SERANG, iNewsBanten — Kepala Desa Parakan, Kecamatan Jawilan, Kabupaten Serang, Nana Sutisna (48), didakwa melakukan tindak pidana korupsi dana Corporate Social Responsibility (CSR) senilai Rp1,37 miliar. Jumat, (21/08/2026).
Dakwaan tersebut dibacakan Jaksa Penuntut Umum (JPU) Kejaksaan Negeri (Kejari) Serang, Dini Nabilah, dalam persidangan di Pengadilan Tindak Pidana Korupsi (Tipikor) pada Pengadilan Negeri Serang.
Dalam dakwaannya, jaksa menyebut Nana mengalihkan pola penyaluran dana CSR PT Wahana Pamunah Limbah Industri (WPLI), yang sebelumnya diberikan langsung kepada warga miskin, menjadi dana yang dikelola oleh Pemerintah Desa Parakan.
Namun, dana tersebut disebut tidak disetorkan ke rekening kas desa dan tidak dimasukkan dalam Anggaran Pendapatan dan Belanja Desa (APBDes).

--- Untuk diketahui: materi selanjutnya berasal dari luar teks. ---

PR #155, opened 2017-08-22
ENH: let `make test` handle QIIMETEST env var

jairideout:
Previously:

```
QIIMETEST= make test
```

Now:

```
make test
```

:tada:

Also removed the `test-cov` target because coverage isn't set up for this package (yet).

### DIFF
--- a/.travis.yml
+++ b/.travis.yml
@@ -19,6 +19,6 @@ install:
   - make install
 script:
   - make lint
-  - QIIMETEST= make test-cov
+  - make test
   - QIIMETEST= source tab-qiime
-  - QIIMETEST= qiime
+  - QIIMETEST= qiime info
--- a/Makefile
+++ b/Makefile
@@ -1,4 +1,4 @@
-.PHONY: all lint test test-cov install dev clean distclean
+.PHONY: all lint test install dev clean distclean
 
 all: ;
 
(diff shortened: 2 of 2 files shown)


.travis.yml
```diff
@@ -19,6 +19,6 @@ install:
   - make install
 script:
   - make lint
-  - QIIMETEST= make test-cov
+  - make test
   - QIIMETEST= source tab-qiime
-  - QIIMETEST= qiime
```
jairideout: Running `qiime info` instead of `qiime` has the opportunity to fail b/c it does more work, plus the command gives some useful debug info in the Travis-CI log.

Makefile
```diff
@@ -7,10 +7,7 @@ lint:
 	flake8
 
 test: all
-	nosetests
-
-test-cov: all
```
thermokarst: `test-cov` was one of the entrypoints we had agreed would be in all `Makefiles`. I am good with removing it (especially since we don't run coverage checks on this repo), but I thought it worth mentioning.

thermokarst:
I was waffling back and forth on setting up env var pass-through (or at least adding a TODO to the Makefile), but it seems like something we won't miss in the future, and it buys us next-to nothing right now.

“Terdakwa secara melawan hukum melakukan perbuatan memperkaya diri sendiri, orang lain, atau korporasi yang merugikan keuangan negara atau perekonomian negara,” ujar Dini saat membacakan dakwaan.
Menurut jaksa, sebelum Nana menjabat sebagai kepala desa, PT WPLI menyalurkan bantuan CSR secara langsung kepada warga miskin Desa Parakan. Besaran bantuan yang diterima setiap warga berkisar Rp100 ribu hingga Rp200 ribu.